NixOS / hydra

Hydra, the Nix-based continuous build system
http://nixos.org/hydra
GNU General Public License v3.0
1.1k stars 291 forks source link

Hydra can take 5-10 mins to start working on queued jobs #1266

Open mikepurvis opened 1 year ago

mikepurvis commented 1 year ago

Describe the bug

I have a single-node Hydra instance, deployed from the flake as of https://github.com/NixOS/hydra/commit/e2756042b8e4397af642ee50eff50cf581df7f7b.

I use the API from other systems (Jenkins, etc) to automatically create and evaluate jobsets.

Jobsets show up in the /queue_summary page, but often take multiple minutes to start running. I don't believe this is evaluation time, as the CPU on the machine is 99% idle. Also, it evaluates locally in sub-60s.

The output on /queue-runner-status doesn't seem to indicate what's going on either, though admittedly I don't really know what I'm looking for.

Other tickets I found that seemed related spoke of infinite stall, which this is not— the builds do run eventually. And once it's going, it seems to chew through whatever is queued up, the issue mostly manifests if a job comes in and Hydra was previously idle.

The hydra config stanza is completely vanilla; the nix one does have some stuff in it that may be relevant:

  nix = {
    package = nix;
    extraOptions = ''
      experimental-features = nix-command flakes ca-derivations
      netrc-file = /etc/nix/netrc
      allowed-uris = ...
      flake-registry = ...
      pre-build-hook = ${./pre-build-hook.sh}
      post-build-hook = ${post-build-hook}
    '';
    settings = {
      substituters = [
        "https://cache.nixos.org"
        "https://ros.cachix.org"
      ];
      trusted-public-keys = ...

      # Should lead to 44 CPUs in use for builds, under maximum load.
      max-jobs = 11;
      cores = 4;
    };

    # Default is 0 (high). 7 is the lowest value.
    daemonIOSchedPriority = 7;
  };

The IO priority setting was because we were having nix-serve/harmonia time out trying to serve NARs when the machine was slammed.
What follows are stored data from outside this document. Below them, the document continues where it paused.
Issue #769, opened 2022-04-17
[Feature]: Add the module Module


rodvand:
### NetBox version

v3.2.1

### Feature type

New Module

### Proposed functionality

Add an Ansible module for the new NetBox feature Modules https://netbox.readthedocs.io/en/stable/core-functionality/modules/

### Use case

Be able to create/edit/delete and assign modules.

noziwatele:
Hi, wondering if any work has been done towards implementing a Module module?

PR #983, opened 2023-04-18
WIP

jgroom33:
## Related Issue

#769 

## New Behavior

* [ ] Add module Module
* [x] Add netbox_module_interface_template module

Self documenting

Add module_interface_template module
Add module module

## Double Check

### DIFF
--- a/plugins/module_utils/netbox_dcim.py
+++ b/plugins/module_utils/netbox_dcim.py
@@ -91,6 +91,7 @@ class NetboxDcimModule(NetboxModule):
         - inventory_item_roles
         - locations
         - manufacturers
+        - module_types
         - platforms
         - power_feeds
         - power_outlets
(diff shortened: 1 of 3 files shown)


jgroom33:
This is about as far as I'm going to take this PR.  I tried setting up the dev and test environment and it was a pain, so I stopped. I'll leave this PR open in case anyone wants to move it forward more. :) It's working for my use case.

One note: There seems to be a requirement for there to be a user defined key (slug, name, model, etc). The Module component doesn't have an obvious user defined key that could be used. So, I selected `asset_tag` even though it's not required property, it seemed to fit the purpose.

bar0n36:
We would love to see this functionality added, as it seems a bit of a gap. Currently for us to do this, we have to go and manually interact with the REST endpoints via the URI module, so effectively step out of the collection to do a couple of steps, and then step back in to continue (eg: Step 1 we add the device via the netbox_device module, then Step 2 we have to use the URI module to add module bays, Step 3 we have to do other stuff in the netbox collection again)

PR #998, opened 2023-05-10
Bump CI to use Ansible-Core 2.14

ryanmerolle:
Changed:
- Applied isort/ruff/black to all tests.
- Removed unneeded script logic in the python and bash scripts
- Removed NetBox 3.2 testing
- Added NetBox 3.5 testing (disabled in the action given it will fail currently)
- Updated ansbile-core/tests to 2.14
- Updated coverage as required by ansible-core 2.14
- Added python3.11 testing now that ansible-test 2.14 unblocked that
- Replaced jsondiff with deepdiff due to the out of order diffs breaking the integration tests


ryanmerolle:
Thanks to @FragmentedPacket doe helping me diagnose this issue so I could apply a fix.

tests/integration/netbox-deploy.py
```diff
@@ -33,7 +34,6 @@ def make_netbox_calls(endpoint, payload):
         created = endpoint.create(payload)
     except pynetbox.RequestError as e:
         print(e.error)
-        ERRORS = True
```
sc68cal, line 36: How come this was removed? No discussion in the commit message and this appears to alter behavior

sc68cal (changes requested):

tests/integration/netbox-deploy.py
sc68cal: Basically ERRORS now is always `False` - which means the logic the bottom that checks for `ERRORS` never executes even if there is an error.

ryanmerolle: I swore I did not delete it even though sourcery suggested it, thanks for the catch.

tests/integration/targets/v3.5/tasks/netbox_vm_interface.yml
```diff
@@ -54,14 +54,14 @@
...
-        - name: VoIP
-          site: Test Site
+      #untagged_vlan:
+      #  name: Wireless
+      #  site: Test Site
+      #tagged_vlans:
+      #  - name: Data
+      #    site: Test Site
+      #  - name: VoIP
+      #    site: Test Site
```
sc68cal, line 64: These are commented out, should they be removed? Or did the API change and that's why these are commented out?

sc68cal (changes requested):
Question about some commented out tests in `netbox_vm_interface`

PR #5227, opened 2023-06-21
[test][OpenXLA]Newbranchopxlaraiseerrordelete rt shard ordinal

ManfeiBai:


ManfeiBai:
since pass tests in https://github.com/pytorch/xla/pull/5229, will apply this change

PR #5229, opened 2023-06-21
[test][OpenXLA] Newbranchopxlametrics

ManfeiBai:


ManfeiBai:
since passed tests on TPU, will apply this change because the other tests didn't start without any known reason

PR #5230, opened 2023-06-22
Flatten `Computation` classes

will-cromar:
- Remove the wrapper `torch_xla::Computation` class now that we can mix PyTorch and OpenXLA in the same build.
- Remove unused fields and make them explicitly unimplemented.
- Always set name and hash, even if name is unused.
- Update comments from `computation.h` (please make sure my understanding is correct).

To be honest, I still don't think the difference between the three uses of Computation is clear, so I'll likely follow up with more refactoring to make the differences explicit.


JackCaoG:
Let me take a look now..

torch_xla/csrc/runtime/computation_client.h
```diff
@@ -64,31 +70,67 @@ class ComputationClient {
...
+    // 3. To represent a computation that is already compiled. In this case
+    //    name_ and hash_ are not required. Computation will be a wrapper around
+    //    an executable, PjRtComputationClient::PjRtComputation in our case. It
+    //    is not ideal to use same class for 3 different purposes but this is
+    //    the path took by upstream ltc.
     Computation(xla::XlaComputation computation,
                 std::vector<std::string> devices)
-        : computation_(std::move(computation)), devices_(std::move(devices)) {
-      program_shape_ = ConsumeValue(computation_.GetProgramShape());
-    }
```
JackCaoG, line 85: any reason `program_shape_` is only being inited on one of the constructors?

torch_xla/csrc/runtime/computation_client.h
```diff
@@ -107,13 +149,41 @@ class ComputationClient {
...
+    int parameters_size() const override {
+      return program_shape().parameters_size();
+    }
+
+    const std::vector<torch::lazy::Shape>& parameter_shapes() const override {
+      XLA_ERROR() << "Unimplemented";
+    }
+
+    const std::vector<std::string>& parameter_names() const override {
+      return program_shape().parameter_names();
```
JackCaoG, line 163: seems like we can't alwasy reply on that program_shape exists

torch_xla/csrc/runtime/computation_client.h
```diff
@@ -107,13 +149,41 @@ class ComputationClient {
...
     const xla::ProgramShape& program_shape() const { return program_shape_; }
 
+    const torch::lazy::hash_t& hash() const { return hash_; }
+
+    int parameters_size() const override {
+      return program_shape().parameters_size();
+    }
+
+    const std::vector<torch::lazy::Shape>& parameter_shapes() const override {
+      XLA_ERROR() << "Unimplemented";
```
JackCaoG, line 159: are these `XLA_ERROR` because they are not currently being used?

JackCaoG (commented):
mostly lgtm

torch_xla/csrc/runtime/computation_client.h
will-cromar: All of the other constructors delegate to the one that sets `program_shape_` and `hash_`.

https://secure.wikimedia.org/wikipedia/en/wiki/C++11#Object_construction_improvement

torch_xla/csrc/runtime/computation_client.h
will-cromar: Correct. There was not even any logic before to convert the XLA parameter shapes to lazy shapes in the previous implementation. We just returned a default-initialized object, which seems more dangerous to me.

Upstream defines this as a pure virtual function, but I could not find any usage.

torch_xla/csrc/runtime/computation_client.h
will-cromar: All of the constructors initialize program shape, as long as its available from the `XlaComputation`. See my other comment.

JackCaoG (approved):

alanwaketan (approved):
This makes our code a lot cleaner!

PR #5235, opened 2023-06-22
Revert absl::Status patch

will-cromar:
:crossed_fingers:


.github/workflows/_build.yml
```diff
@@ -63,7 +63,7 @@ jobs:
         uses: actions/checkout@v3
       - name: Download docker image from GCR
         shell: bash
-        run: docker pull "${GCR_DOCKER_IMAGE}"
+        run: docker pull us-central1-docker.pkg.dev/tpu-pytorch-releases/docker/development:tpu
```
JackCaoG, line 66: we should use cuda one right? since CI is also running gpu test

.github/workflows/_build.yml
```diff
@@ -63,7 +63,7 @@ jobs:
         uses: actions/checkout@v3
       - name: Download docker image from GCR
         shell: bash
-        run: docker pull "${GCR_DOCKER_IMAGE}"
+        run: docker pull us-central1-docker.pkg.dev/tpu-pytorch-releases/docker/development:3.8_cuda_11.8
```
JackCaoG, line 66: @lsy323 FYI, since you were planning do similar thing

will-cromar:
I was hoping I could easily drop in our dev image, but we probably need to do a larger rework of our CIs.

PR #5242, opened 2023-06-23
[test][JUST FOR TEST][OpenXLA] rebase

ManfeiBai:


ManfeiBai:
since all tests passed, will update #5202 according to this PR

PR #5243, opened 2023-06-23
[test][openxla][JUST FOR TEST] test and fix cycle

ManfeiBai:


ManfeiBai:
test without rebase has failed locally, will not try this change and patch

PR #5245, opened 2023-06-23
[test][openxla][JUST FOR TEST] no cycle without rebase

ManfeiBai:


ManfeiBai:
test failed locally, will stop this test and patch

PR #5256, opened 2023-06-27
Jack cao g/fix spmd buff is null

JackCaoG:
Currently resnet50 batch sharding will fail with  `buffer is null`. The root cause is that virtual device will try to delay the transfer of the `at::Tensor` to device until we know the sharding annotation(when mark_step is called, all tensor without sharding will be considered as replicated).

However for a case like
```
xt2 = xt1 / 0.5
```
we will transfer scalar `0.5` to the device since it is part of the computation. If virtual device kicks in, we will create a data placeholder for `0.5`. The problem is there is no `XLATensor` corresponding to the `scalar 0.5`. During the `mark_step`, we will just ignore this place holder which result in this `buffer_is_null` error.

I think the long term fix is to only use `virtual_device` for value that actually has a `XLATensor`, I need to change the function signature to make caller explicitly about the `at::tensor` it is trying to send is a actual pytorch tensor or just a temp scalar.

### DIFF
--- a/test/spmd/test_xla_virtual_device.py
+++ b/test/spmd/test_xla_virtual_device.py
@@ -77,6 +77,16 @@ class VirtualDeviceTest(test_xla_sharding_base.XlaShardingTest):
     self.assertLess(outbound_with_virtual_device,
                     2 * xt1.nelement() * xt1.element_size())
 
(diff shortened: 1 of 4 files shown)


alanwaketan (approved):
LGTM.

It's a 48-core machine, so this was intended to always "reserve" 4 cores for non-build purposes (web server, queue runner, serving NARs, etc).

Expected behavior

As soon as a build is queued, it runs.

Hydra Server:

Please fill out this data as well as you can, but don't worry if you can't -- just do your best.

FYI @iwanders @zimbatm

leo60228 commented 1 year ago

I'm encountering similar behavior. Based on journalctl -u hydra-queue-runner, I think the extra time might come from substitutes.

SuperSandro2000 commented 1 year ago

@leo60228 I noticed the same. Always confuses me because it is not indicated anywhere in the UI.